Multiple Space Debris Collecting Mission - Debris selection and Trajectory optimization

A possible mean to stabilize the LEO debris population is to remove each year 5 heavy debris like spent satellites or launchers stages from that space region. This paper investigates the DeltaV requirement for such a Space Debris Collecting mission. The optimization problem is intrinsically hard since it mixes combinatorial optimization to select the debris among a list of candidates and functional optimization to define the orbital maneuvers. The solving methodology proceeds in two steps : firstly a generic transfer strategy with impulsive maneuvers is defined so that the problem becomes of finite dimension, secondly the problem is linearized around an initial reference solution. A Branch and Bound algorithm is then applied to optimize simultaneously the debris selection and the orbital maneuvers, yielding a new reference solution. The process is iterated until the solution stabilizes on the optimal path. The trajectory controls and dates are finally re-optimized in order to refine the solution. The method is applicable whatever the numbers of debris (candidate and to deorbit) and whatever the mission duration. It is exemplified on an application case consisting in selecting 5 SSO debris among a list of 11.

💡 Research Summary

The paper addresses the problem of planning a Space Debris Collecting (SDC) mission that must de‑orbit five heavy objects (e.g., spent satellites or upper stages) from low‑Earth orbit (LEO) each year. The authors formulate a combined optimisation problem that simultaneously selects which debris to service from a catalogue of candidates and determines the orbital transfers between successive targets. The transfer problem is a continuous optimal‑control problem: the spacecraft state includes mass, position and velocity (or orbital elements) and the control vector consists of thrust magnitude and direction. Fuel consumption is expressed as the integral of thrust over time, and each leg has a bounded duration. The path problem is a variant of the Travelling Salesman Problem (TSP). Unlike the classic TSP, only a subset (n) of the N candidate nodes must be visited, a global mission‑duration limit (Tmax) must be respected, and a minimum dwell time (Tdeorb) is required at each visited debris for capture, de‑orbiting and release. Binary variables s_ij indicate whether a leg i→j is selected; auxiliary binary variables x_k, y_k, z_k enforce at most one incoming and one outgoing edge per visited node and guarantee a single, loop‑free path with a unique start and end node.

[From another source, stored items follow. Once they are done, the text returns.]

PR #290, opened 2022-08-05
feat: drain alternative implementation

chriswldenyer:
Signed-off-by: chriswldenyer <christopher.denyer@datacore.com>

Add APIs to drain a node.
Drain is not yet fully implemented - what is missing is the reconciler
that moves nexuses to another node, which is dependent on HA being
implemented.
With this PR, drain labels are now stored in the core agent and perform
the same cordoning function as cordon labels but also flag that a drain
is to be undertaken.
The Node object returned from the core-agent now includes a boolean
is_draining field.
This is set via the drain api command but will be cleared by the
reconciler, when implemented.

    kubectl-plugin drain node
and cancels it via:
    kubectl-plugin uncordon node

Two new get objects cordon and drain are implemented for the plugin.

    get cordon <node id> # lists cordon information concerning the node
    get cordons          # lists cordon information for all cordoned nodes
    get drain <node id>  # lists drain information concerning the node
    get drains           # as above but for all nodes with drain labels

Note: the get node <node id> --show-cordon-labels option has been removed.

### DIFF
--- a/common/src/types/v0/store/node.rs
+++ b/common/src/types/v0/store/node.rs
@@ -37,7 +37,14 @@ pub struct NodeSpec {
     /// Cordon labels.
     #[serde(default)] // Ensure backwards compatibility in etcd when upgrading.
     cordon_labels: Vec<String>,
+    /// Drain labels.
+    #[serde(default)] // Ensure backwards compatibility in etcd when upgrading.
+    drain_labels: Vec<String>,
+    /// Drain state
+    #[serde(default)] // Ensure backwards compatibility in etcd when upgrading.
+    is_draining: bool,
 }
+
 impl NodeSpec {
     /// Return a new `Self`
     pub fn new(
@@ -45,12 +52,16 @@ impl NodeSpec {
         endpoint: String,
         labels: NodeLabels,
         cordon_label: Option<Vec<String>>,
+        drain_label: Option<Vec<String>>,
+        is_draining: Option<bool>,
     ) -> Self {
         Self {
             id,
             endpoint,
             labels,
             cordon_labels: cordon_label.unwrap_or_default(),
+            drain_labels: drain_label.unwrap_or_default(),
+            is_draining: is_draining.unwrap_or_default(),
         }
     }
     /// Node identification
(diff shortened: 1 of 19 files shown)


common/src/types/v0/store/node.rs
```diff
@@ -37,20 +37,31 @@ pub struct NodeSpec {
...
+
 impl NodeSpec {
     /// Return a new `Self`
     pub fn new(
         id: NodeId,
         endpoint: String,
         labels: NodeLabels,
         cordon_label: Option<Vec<String>>,
+        drain_label: Option<Vec<String>>,
+        is_draining: Option<bool>,
```
Abhinandan-Purkait, line 56: Why is this field needed? It seems like the will be true as long as there is a drain label, so can we not use that directly?

control-plane/plugin/src/operations.rs
```diff
@@ -64,5 +80,4 @@ pub trait Cordoning {
     type ID;
     async fn cordon(id: &Self::ID, label: &str, output: &utils::OutputFormat);
     async fn uncordon(id: &Self::ID, label: &str, output: &utils::OutputFormat);
-    async fn get_labels(id: &Self::ID, output: &utils::OutputFormat);
```
Abhinandan-Purkait, line 67: Why do we want to remove this? Can you please update the [README](https://github.com/openebs/mayastor-control-plane/blob/develop/k8s/plugin/README.md) with the examples and usages.

Abhinandan-Purkait (approved):

common/src/types/v0/store/node.rs
chriswldenyer: is_draining is needed to distinguish between a node which is draining and one in which the drain is completed.
Both will still have at least one drain label.
When the reconciler is implemented, it will set the is_draining flag to false.

Abhinandan-Purkait: Okay. Thanks

control-plane/plugin/src/operations.rs
chriswldenyer: After talking with Tiago, it seemed better to implement a new "get cordon" command in the kubectl plugin to replace the --get-cordon-labels flag associated with get node. It makes the code more elegant and more obvious for the user.
I will update the readme in a final PR but I think there may be other changes before the final PR (which is why this is still a draft PR) e.g. Tiago would like to replace cordon_labels + drain_labels + is_draining with an enum variant. I am still looking into that.

Abhinandan-Purkait: Okay.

The overall formulation is a mixed‑integer nonlinear program (MINLP) with infinite‑dimensional control functions. To make the problem tractable, the authors first prescribe a generic impulsive‑transfer strategy, reducing the control law to a finite set of ΔV vectors and associated departure/arrival epochs. An initial feasible solution is generated, and the cost and time functions are linearised around this reference. The resulting linearised model is a mixed‑integer linear program (MILP) that can be solved with a Branch‑and‑Bound (B&B) algorithm. At each B&B node the selected debris set is fixed, the optimal ΔV for each leg is recomputed, and lower/upper bounds are used to prune the search tree. Once the B&B process yields a candidate optimal path (debris selection and order), the authors return to the original continuous formulation and re‑optimise the thrust profiles and timing for each leg using direct or indirect optimal‑control methods, thereby refining the impulsive approximation. The whole procedure is iterated until the solution stabilises.

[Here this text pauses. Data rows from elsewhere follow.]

PR #291, opened 2022-08-08
refactor: cleaning up spec operations api

tiagolobocastro:
refactor: add reconciling traits to the poller worker tasks

Some reconciler operations are common amond various resources types, so it makes sense to create
a common interface for them.

todo: make the operation guard part of the SpecOperations api using the type system, this will
make it clearer, and less error-prone.

---

refactor: make operation guard usage explicit

Enforce use of the operation guard for SpecOperations.
Previously it would have been possible to drop the guard before
continuing or completing an operation.

---

refactor: use resource spec as argument to operations

This is in preparation of the next commit where we'll change the SpecOps trait impl from
Spec to Arc<Mutex<Spec>> and thus make the operation mode implicit, by passing a
ResourceGuard which is either Exclusive or Reconcile and from which we can retrieve
the Arc<Mutex<Spec>> thus simplifying the calls and reducing errors.

---

refactor: split SpecOps into separate traits

GuardedSpecOperations now is implemented only for the Guards.
A reduced SpecOperations is implemented only for the inner Specs.

todo: change all operations to receive the Guard as part of the call - this should
make the api more obvious and also make sure there are no modifications in case
someone forgets to setup the guard at the top level.

### DIFF
--- a/common/src/types/v0/store/mod.rs
+++ b/common/src/types/v0/store/mod.rs
@@ -154,12 +154,17 @@ pub type OperationGuardArc<T> = OperationGuard<Arc<Mutex<T>>>;
 /// It unlocks the sequence lock on drop.
 #[derive(Debug)]
 pub struct OperationGuard<T: OperationSequencer> {
-    locked: Option<(OperationSequenceState, T)>,
+    inner: T,
+    locked: Option<OperationSequenceState>,
 }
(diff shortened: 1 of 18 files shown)


Abhinandan-Purkait (approved):

tiagolobocastro:
bors merge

The methodology is demonstrated on a case study involving 11 Sun‑synchronous orbit (SSO) debris candidates. The authors compute pairwise transfer costs C_ij and durations T_ij using the impulsive model, then apply the B&B‑linearisation loop to obtain the optimal subset of five debris and the visiting sequence. The resulting total ΔV is significantly lower than that obtained by naïve heuristics (e.g., a simple nearest‑neighbour tour), and the total mission time respects the one‑year constraint.

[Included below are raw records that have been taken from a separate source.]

PR #300, opened 2022-08-12
feat(v1 host api): add support for v1 host api calls

Abhinandan-Purkait:
- Restructure `msg_translation` module.
- Add conversion trait for v1 Blockdevice, Filesystem, partition types
- Add v1 blockdevice api call support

Key contributions include: (1) a clear decomposition of a highly coupled combinatorial‑continuous problem into a finite‑dimensional surrogate that can be linearised; (2) the integration of a B&B scheme with iterative re‑optimisation of the underlying optimal‑control problem, enabling simultaneous handling of integer selection decisions and continuous trajectory design; (3) a demonstration that the approach scales to any number of candidates and any mission duration, provided a suitable impulsive transfer template is defined. Limitations are acknowledged: the impulsive assumption may be inaccurate for low‑thrust electric propulsion, and linearisation introduces approximation errors that must be mitigated by the final re‑optimisation step. Future work is suggested to incorporate realistic low‑thrust dynamics directly into the optimisation loop and to extend the framework to multi‑objective formulations (fuel, time, collision risk).